Reflecting over her long career in genetics, meeting presenter Cynthia J. Curry, MD, Professor Emeritus in Pediatrics at the University of California, San Francisco/Fresno, marvels at the explosive evolution that the field of clinical dysmorphology and genetics has undergone as it has transitioned from descriptive syndromology to elucidation of the molecular and developmental causes of birth defects, syndromes, and other conditions that are seen daily in genetics practices. She credits the workshops with having helped to facilitate this growth.
“My 46 years working in genetics attests to this transformation,” Dr. Curry remarks. “Many breakthroughs in our understanding of genetic conditions began at the David W. Smith meetings, where friendships and collaborations formed during coffee breaks and late-night conversation led to scientific discoveries that have extended far beyond the days of the meeting. My own journey began with observing David Smith's interactions with families at the Children's Orthopedic Hospital in Seattle. At the time, I was fortunate enough to have a mentor in Bryan Hall at UCSF [University of California, San Francisco], who saw me through my too-brief fellowship and the abrupt transition to attending.”
Dr. Curry subsequently moved to Fresno, a city in the central valley of California, and found it to be a “daunting but amazing opportunity for program development. [The experience] pushed me to form friendships and collaborations with colleagues across the U.S. and the world.” Even more profound was that all this growth took place before the internet, notes Dr. Curry. “Remember … no online OMIM, no GeneReviews, no Face2Gene, no DECIPHER, no Gene Matcher. Communication was limited to snail mail and telephone, but somehow it still worked!” she marvels.
Looking ahead, DWS organizers are determined to maintain the meeting's vibrance and relevance in the coming years. “The mission of the David Smith Workshop is to engage the next generation, and we're doing everything we can to enhance the attendance of trainees,” says Dr.

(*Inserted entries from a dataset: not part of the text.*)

PR #581, opened 2024-04-08
TST: change to tmp_path dir for all export tests

tnatt:
PR to prevent data being exported inside the fmu.dataio repo when running tests


mferrera (approved):
LGTM 👍 

NB that I did not check if there were any other tests that could also take this change

tnatt:
> LGTM 👍
> 
> NB that I did not check if there were any other tests that could also take this change

I tried to find all tests that did an export without changing the folder, at least I know how to fix the issue now if this share folder keeps reappearing 😄

PR #582, opened 2024-04-08
CLN: Update FmuContext values to lowercase member names

tnatt:
PR to update FmuContext values to lowercase member names for simplification (in e.g. type checking)


mferrera (approved):
👍 Nice clean-up

PR #584, opened 2024-04-09
ENH: Add precision to contractual `tracklog` items

### LINKED ISSUE #583: Add precision to contractual tracklog items
> We should probably change the defintion of `$contractual` in the generated schema, so that we list `tracklog.datetime`, `tracklog.event` and `tracklog.user.id` rather than just `tracklog`. If we just list `tracklog`, we're stating that everything included in `tracklog` is contractual, notably `tracklog.sysinfo.*`

mferrera:
Resolves #583


schema/definitions/0.8.0/schema/fmu_meta.json
```diff
@@ -1,41 +1,43 @@
...
+    "file.relative_path",
+    "file.size_bytes",
+    "fmu.aggregation.operation",
+    "fmu.aggregation.realization_ids",
     "fmu.case",
+    "fmu.context.stage",
     "fmu.iteration.name",
     "fmu.iteration.uuid",
-    "fmu.realization.name",
+    "fmu.model",
```
mferrera, line 30: This is just an alphabetical sort on this list. The only items that changed are tracklog.

rwiker (approved):
LGTM.

PR #586, opened 2024-04-09
ENH: Set fmu_context from env variables if not explicitly given

### LINKED ISSUE #585: Use fmu_context fetched from environment as default if not explicitly provided
Currently the default value of the `fmu_context` is `FmuContext.REALIZATION`, and then there is code to convert this value to `FmuContext.NON_FMU` if ERT environment variables are not found.

It would be better to have the default established based on the presence of ERT environment variables if not explicitly provided. This should provide a better starting point in most cases.

tnatt:
PR to change from having `relization` as default `fmu_context,` to using environment variables from ERT to set the fmu_context value if not explicitly given. 

Closes #585

### DIFF
--- a/tests/test_units/test_dataio.py
+++ b/tests/test_units/test_dataio.py
@@ -371,6 +371,47 @@ def test_fmurun_attribute_inside_fmu(fmurun_w_casemetadata, rmsglobalconfig):
     assert edata._fmurun is True
 
 
+def test_fmu_context_not_given_fetch_from_env_realization(
+    fmurun_w_casemetadata, rmsglobalconfig
+):
+    """
+    Test fmu_context not explicitly given, should be set to "realization" when
+    inside fmu and RUNPATH value is detected from the environment variables.
+    """
+    assert FmuEnv.RUNPATH.value is not None
+    assert FmuEnv.EXPERIMENT_ID.value is not None
+
+    edata = ExportData(config=rmsglobalconfig, content="depth")
+    assert edata._fmurun is True
+    assert edata.fmu_context == FmuContext.REALIZATION
+
+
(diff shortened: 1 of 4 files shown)


tests/test_units/test_dataio.py
```diff
@@ -371,6 +371,47 @@ def test_fmurun_attribute_inside_fmu(fmurun_w_casemetadata, rmsglobalconfig):
...
+    outside fmu.
+    """
+    assert FmuEnv.RUNPATH.value is None
+    assert FmuEnv.EXPERIMENT_ID.value is None
+
+    edata = ExportData(config=rmsglobalconfig, content="depth")
+    assert edata._fmurun is False
+    assert edata.fmu_context == FmuContext.NON_FMU
+
+
```
perolavsvendsen, line 414: Possibly just OCD, but missing one combination in this pattern?

e.g. 

```python
assert FmuEnv.RUNPATH.value is not None
assert FmuEnv.EXPERIMENT_ID.value is None
```

(_Probably_ just OCD)

perolavsvendsen (approved):
The PR itself is good I think 👍 
The whole topic is a bit sketchy, however. I.e. the whole concept/definition of the context (called "stage" in the code) is in need of some sort of refinement. (But that's not the point nor topic of this PR!)

One comment on the tests, which may or may not be relevant. But if the definition of one (in the future) is a condition for testing the definition of the next, it might be smart to have a test like the one suggested. Possibly...

tests/test_units/test_dataio.py
perolavsvendsen: Could be useful if we at some point use the presence of one of these as a condition to check for the presence of the next.

mferrera (approved):
This is a good change. I think we should also test this in a future integration test (not in this PR).

PR #587, opened 2024-04-09
TST: Change to correct model key format in tests

tnatt:
The `model` key format in the global_configuration is a dictionary with required keys name and revision. Update tests to reflect this.


mferrera (approved):
I am a bit surprised mypy was not complaining about this

mferrera:
Ah nevermind, of course it didn't... `dict`

Issue #877, opened 2024-10-07
[Feature]: Greenhouse (or new multiblock) Item-Based Mob Breeding


abculatter2:
### Suggestion

For mass-producing meat in a more lag-friendly way, particularly for Hardmode players.

Currently, we have soul vials from EnderIO already, so all it'd really require is the recipes.

Suggested recipes:
2 animals (not consumed) + 2 breeding item + 5 minutes @ 8eu/t = 1 animal
4 animals (not consumed) + 4 breeding item + 5 minutes @ 16eu/t = 2 animals
6 animals (not consumed) + 6 breeding item + 5 minutes @ 24eu/t = 3 animals
8 animals (not consumed) + 8 breeding item + 5 minutes @ 32u/t = 4 animals

The recipe can also have speed potion fluid (or potion items?) added to it to halve the time, and healing potion can be added to double the output and/or allow more then 8 animals per process.

Also, the 8eu/t number is arbitrary, though the 5 minutes is based on the breeding cooldown, in case that wasn't obvious.

Once you have the soul-vial animals, they can be fed into various machines to give different drops;
Cutting machines give normal drops, as if killed with a normal unenchanted sword
Arc Furnace gives cooked drops
Macerator gives mince meat and bonemeal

Krantz. “Medical students and residents can interact with leaders in the field during meeting sessions, breakfast, lunch, and dinner, and late-night drinks as well. It's a 4-day meeting, and you have full exposure to everyone [because] it remains small and intimate. It's a great experience and we want to maintain it.”
The 45th Annual David W. Smith Workshop on Malformations and Morphogenesis will be held on August 16–21, 2024, on the campus of the University of British Columbia in Vancouver. Abstracts will be due on April 1, 2024.